Haiti: Peanut Butter Could Be The Key To Aiding Poor Kids And Economies

It’s as simple as it is cheap and readily available to help the millions of impoverished children of the world.

Some humanitarian groups contend that enriched peanut butter could be the key to helping malnourished children regain their health.

The organizations are trying to make this food right where it’s needed most in countries like Haiti, Malawi, Ethiopia and Niger. They see local production as a way to provide jobs and bring money into impoverished communities.

But paying the bill is still a struggle. Even in poor countries, local food often turns out to be more expensive food.

To understand why, you need only look at Cap-Haitien, a city on the northern coast of Haiti.

There’s a shantytown on the edge of the city called Shada, where the homes are jammed up against each other with barely space to walk between them. And in the middle of this slum, Madame Bwa is running a free clinic.

“This is the list of the kids that we provided services to yesterday,” she says, pulling out a ragged piece of paper with 41 names scrawled on it. All of these children, she says, showed signs of malnutrition. “Some of them have big belly or yellow-red hair. Their eyes are white and their skin does not look well.”

The prescription? Medika Mamba, Creole for “peanut butter medicine.” This peanut butter has a lot of extra ingredients such as milk powder, oil, sugar and all the vitamins and minerals a growing child needs.

After three or four weeks of eating this daily package of energy and nutrients, the children will be fine, she says.

Easier, Tastier Treatment

This recipe has transformed the treatment of malnutrition. A French doctor, Andre Briend, came up with it just over a decade ago. In much of the world, it’s called Plumpy ‘Nut. Among specialists, it’s called ready-to-use therapeutic food (RUTF).

Previously, treatment of severe malnutrition entailed liquid milk, sugar, oil and sometimes some added vitamins and minerals. It required refrigeration and, in many cases, a feeding tube and lots of time in a hospital. Yet many kids still didn’t get better.

By contrast, the peanut paste can be eaten at home, children like it and more survive on it. It’s now the gold standard treatment all over the world.

It’s a medical triumph. But there’s also a business side of this story that’s still being written, underscoring the tension between the global and local food production.

Why Local Peanuts Cost More

Pat Wolff, a pediatrician from St. Louis, founded an organization, Meds and Food for Kids in 2003, specifically to bring ready-to-use therapeutic food to Haiti. It started small, grinding up peanuts in a rented house in Cap-Haitien and stirring all of the ingredients together. The group called its product Medika Mamba and distributed it to local clinics.
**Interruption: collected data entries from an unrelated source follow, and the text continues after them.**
PR #12781, opened 2022-04-15
[SEMI-MODULAR] Removes redundant genital toggles + splits up "Uses skintones" in mutiple prefs.

Ghommie:
## About The Pull Request
This PR removes the genital toggle prefs and more. The choiced preferences already have None options so the toggles are really redundant. These choiced prefs have also been refactored, to reduce copyasta. To clarify: having them set to "None" makes sure further options such as length, size, colors won't show up.

Moving on, the "uses skintones" pref has been split into "uses skin tone" and "uses skin color" options - GoldenAlpharex suggested this would have been the better course of action - for each one of those visible organs.

Because of these changes, I have had to code a cheap replica of the savefile conversion present in the non-modular preferences_savefile.dm so that the old char prefs cold be safely converted to the newer ones, smoothly and without unwanted extra bits on some players' charaters. And I say cheap because so far it's only used for char prefs and it has no MIN version define and code, but at least it's neither fly-by-night nor one-shot solution like that tgui migration thing and can be used for future savefile updates.

Currently, we have a single skin tone toggle for all reproductive organs that only changes the icon states used to render these organs to ones with a slightly pinkier hue. Players still have to **manually** set the color of each one to match more or less the tone of their character's skin, and that's no good, considering most players would want their human-er characters to be of a consistent tonality, markings aside.
So, code improvements aside, this PR aims to allow these players to check a box instead of having to guess the color of the character's skin through a color selection input box.

PLEASE DO NOT TESTMERGE THIS. IT TOUCHES SAVEFILES, SO ANY ACCIDENTAL OR NOT UNTESTMERGE MAY SCREW THINGS UP. I ALREADY TESTED THE CONVERSION LOCALLY TO MAKE SURE IT WORKS FINE.

## Changelog

:cl:
refactor: Genital prefs have been refactored. As a result, redundant toggle prefs of these organs have been removed.
qol: "Uses Skin Tone" pref has been split: each visible genital now has its own "Skin Tone" and "Skin Color" pref. This means that human-er characters can now have their bits roughly of the same color of their skin without having to guess it through the color input.
/:cl:


modular_skyrat/master_files/code/modules/client/preferences_savefile.dm
```diff
@@ -1,4 +1,22 @@
...
+ */
+#define MODULAR_SAVEFILE_VERSION_MAX 1
+
+/datum/preferences/proc/savefile_needs_update_skyrat(savefile/S)
+	var/savefile_version
+	READ_FILE(S["modular_version"], savefile_version)
+
+	if(savefile_version < MODULAR_SAVEFILE_VERSION_MAX)
+		return savefile_version
+	return -1
```
GoldenAlpharex: Shouldn't there be a define for the `-1` here? Like, I don't exactly know what it stands for, looking at it quickly.

Documenting the new proc you're adding would also be greatly appreciated.
```suggestion
/datum/preferences/proc/savefile_needs_update_skyrat(savefile/save)
	var/savefile_version
	READ_FILE(save["modular_version"], savefile_version)

	if(savefile_version < MODULAR_SAVEFILE_VERSION_MAX)
		return savefile_version
	return -1
```

modular_skyrat/master_files/code/modules/client/preferences_savefile.dm
```diff
@@ -1,4 +1,22 @@
...
+
 /datum/preferences/proc/load_character_skyrat(savefile/S)
```
GoldenAlpharex: Since you're here, yeet that single-letter variable into oblivion and give it a better name.

modular_skyrat/modules/customization/modules/mob/dead/new_player/sprite_accessories/genitals.dm
```diff
@@ -22,10 +24,12 @@
...
-	if(gen)
-		return  "[gen.sprite_suffix]"
-	else
-		return null
+	return "[gen?.sprite_suffix]"
+
+/datum/sprite_accessory/genital/get_special_render_colour(mob/living/carbon/human/H, render_state)
+	var/obj/item/organ/genital/gen = H.getorganslot(associated_organ_slot)
+	if(gen?.uses_skin_color && H.dna.species.use_skintones)
+		return skintone2hex(H.skin_tone)
```
GoldenAlpharex: Use a better variable name than `H`.

code/__HELPERS/~skyrat_helpers/unsorted.dm
```diff
@@ -46,3 +46,10 @@
 
 	center_turf.luminosity = old_luminosity
 	return .
+
+///This will check if GLOB.sprite_accessories[mutant_part]?[part_name] is associated with sprite accessory with factual TRUE.
+/proc/is_factual_sprite_accessory(mutant_part, part_name)
+	if(!mutant_part || !part_name)
+		return FALSE
+	var/datum/sprite_accessory/accessory = GLOB.sprite_accessories[mutant_part]?[part_name]
+	return accessory?.factual
```
GoldenAlpharex, line 55: What's a "factual" `sprite_accessory`?

GoldenAlpharex (changes requested):
I'll have to test this on my test server just to be sure that everything works properly.

That being said, are the color options disabled when "Uses Skincolor" is checked? (could be a nice UX feature if they were)

code/__HELPERS/~skyrat_helpers/unsorted.dm
Ghommie: https://github.com/Skyrat-SS13/Skyrat-tg/blob/bf4a8e1f4ec68e72b38d308025c5731fec517468/modular_skyrat/modules/customization/modules/mob/dead/new_player/sprite_accessories.dm#L21

GoldenAlpharex: :+1:

Ghommie:
> are the color options disabled when "Uses Skincolor" is checked? (could be a nice UX feature if they were)

Not yet, but I can do that.

Gandalf2k15 (approved):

Yet Wolff wasn’t satisfied.

“Why do you suppose those kids are malnourished?” she asked. “It’s because their parents have no money, and they have no money because they have no employment.”

One day, Wolff had an epiphany. MFK’s product might actually provide those much-needed jobs, if it were made locally, but on a much bigger scale.

By this time, about five years ago, peanut paste had become big business. UNICEF was buying millions of dollars worth of it every year for distribution in Haiti alone. But UNICEF was buying it from pristine, quality-controlled factories far away — mostly in France. The leading manufacturer is Nutriset, which is, based in Normandy. The peanuts came from Argentina, among other places.

Wolff decided MFK could become UNICEF’s supplier, with a factory right in Haiti, employing Haitian workers and buying peanuts from Haitian farmers.

It could be an example that others could follow, she thought.

Part of this dream is becoming reality.

The factory, just a few miles from the slums of Cap-Haitien, is filled with stainless steel machines spitting out little sealed packages of enriched peanut butter. Those packages will go to UNICEF or the World Food Program, and then to hospitals and clinics all over Haiti.

An even bigger impact of this local production might be felt in the countryside, among Haitian farmers who grow peanuts

The farmers are growing peanuts for MFK’s new peanut butter factory, and MFK is helping them do it more cheaply. The organization brought in a small tractor to help clear the fields and also sprayed the plants with a chemical that controls fungal diseases.

It’s crucial to produce high-quality peanuts, because one of the biggest problems with local production of RUTF in Haiti is the prevalence of peanuts contaminated with aflatoxins. These powerful toxins are “the bane of our existence,” says Rhoads.

More farmers want to join the program, which should mean more peanuts for MFK’s factory and more money in farmers’ pockets.

These local peanuts still cost too much, in large part because small Haitian farmers have so little machinery. They have to pay people to plant by hand, weed by hand and harvest the peanuts by hand.

But the big, long-term goal is to keep working with the peanut farmers, helping them grow more peanuts for less money.

They’ll make a lot of money and in the end, that’s the best way to make sure their children won’t go hungry.